| What this task involves |
Exactly as they appear below, repeat the lines from the one with "is this important?**" through the one with "Hi @gouthamve I would like to work on this", and no others.

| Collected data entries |

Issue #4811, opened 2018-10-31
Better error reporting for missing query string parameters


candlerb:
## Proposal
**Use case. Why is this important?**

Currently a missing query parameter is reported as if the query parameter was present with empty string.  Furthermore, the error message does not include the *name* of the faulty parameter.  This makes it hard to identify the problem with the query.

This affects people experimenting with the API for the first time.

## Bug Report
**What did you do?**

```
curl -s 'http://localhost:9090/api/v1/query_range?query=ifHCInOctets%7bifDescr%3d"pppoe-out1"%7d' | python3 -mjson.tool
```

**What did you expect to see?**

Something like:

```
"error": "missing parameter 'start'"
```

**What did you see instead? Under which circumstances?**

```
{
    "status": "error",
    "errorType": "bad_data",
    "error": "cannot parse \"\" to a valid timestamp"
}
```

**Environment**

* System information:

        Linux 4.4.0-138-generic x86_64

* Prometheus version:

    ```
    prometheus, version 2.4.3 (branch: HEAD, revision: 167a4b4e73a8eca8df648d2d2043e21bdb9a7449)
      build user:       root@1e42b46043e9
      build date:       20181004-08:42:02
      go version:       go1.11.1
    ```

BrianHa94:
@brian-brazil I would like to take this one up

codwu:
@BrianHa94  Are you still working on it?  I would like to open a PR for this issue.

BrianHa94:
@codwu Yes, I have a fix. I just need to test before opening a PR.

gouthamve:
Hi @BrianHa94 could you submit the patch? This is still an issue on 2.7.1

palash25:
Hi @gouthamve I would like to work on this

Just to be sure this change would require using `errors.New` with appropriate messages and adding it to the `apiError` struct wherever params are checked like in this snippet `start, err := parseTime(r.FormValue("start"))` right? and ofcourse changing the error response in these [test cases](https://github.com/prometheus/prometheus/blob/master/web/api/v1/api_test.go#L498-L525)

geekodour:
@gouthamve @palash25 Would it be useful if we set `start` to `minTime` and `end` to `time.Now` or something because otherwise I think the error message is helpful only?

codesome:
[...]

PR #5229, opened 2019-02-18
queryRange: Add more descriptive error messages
--
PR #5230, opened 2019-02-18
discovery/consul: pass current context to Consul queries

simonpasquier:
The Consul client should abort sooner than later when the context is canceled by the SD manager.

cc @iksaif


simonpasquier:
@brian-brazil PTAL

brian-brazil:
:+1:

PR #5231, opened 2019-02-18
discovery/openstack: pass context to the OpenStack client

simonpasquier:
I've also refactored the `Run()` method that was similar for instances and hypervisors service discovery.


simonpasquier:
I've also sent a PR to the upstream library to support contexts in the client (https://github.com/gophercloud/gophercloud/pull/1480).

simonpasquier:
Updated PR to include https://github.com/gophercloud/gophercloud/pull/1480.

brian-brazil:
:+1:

| Written answer |
**Use case. Why is this important?**

Currently a missing query parameter is reported as if the query parameter was present with empty string.  Furthermore, the error message does not include the *name* of the faulty parameter.  This makes it hard to identify the problem with the query.

This affects people experimenting with the API for the first time.

## Bug Report
**What did you do?**

```
curl -s 'http://localhost:9090/api/v1/query_range?query=ifHCInOctets%7bifDescr%3d"pppoe-out1"%7d' | python3 -mjson.tool
```

**What did you expect to see?**

Something like:

```
"error": "missing parameter 'start'"
```

**What did you see instead? Under which circumstances?**

```
{
    "status": "error",
    "errorType": "bad_data",
    "error": "cannot parse \"\" to a valid timestamp"
}
```

**Environment**

* System information:

        Linux 4.4.0-138-generic x86_64

* Prometheus version:

    ```
    prometheus, version 2.4.3 (branch: HEAD, revision: 167a4b4e73a8eca8df648d2d2043e21bdb9a7449)
      build user:       root@1e42b46043e9
      build date:       20181004-08:42:02
      go version:       go1.11.1
    ```

BrianHa94:
@brian-brazil I would like to take this one up

codwu:
@BrianHa94  Are you still working on it?  I would like to open a PR for this issue.

BrianHa94:
@codwu Yes, I have a fix. I just need to test before opening a PR.

gouthamve:
Hi @BrianHa94 could you submit the patch? This is still an issue on 2.7.1

palash25:
Hi @gouthamve I would like to work on this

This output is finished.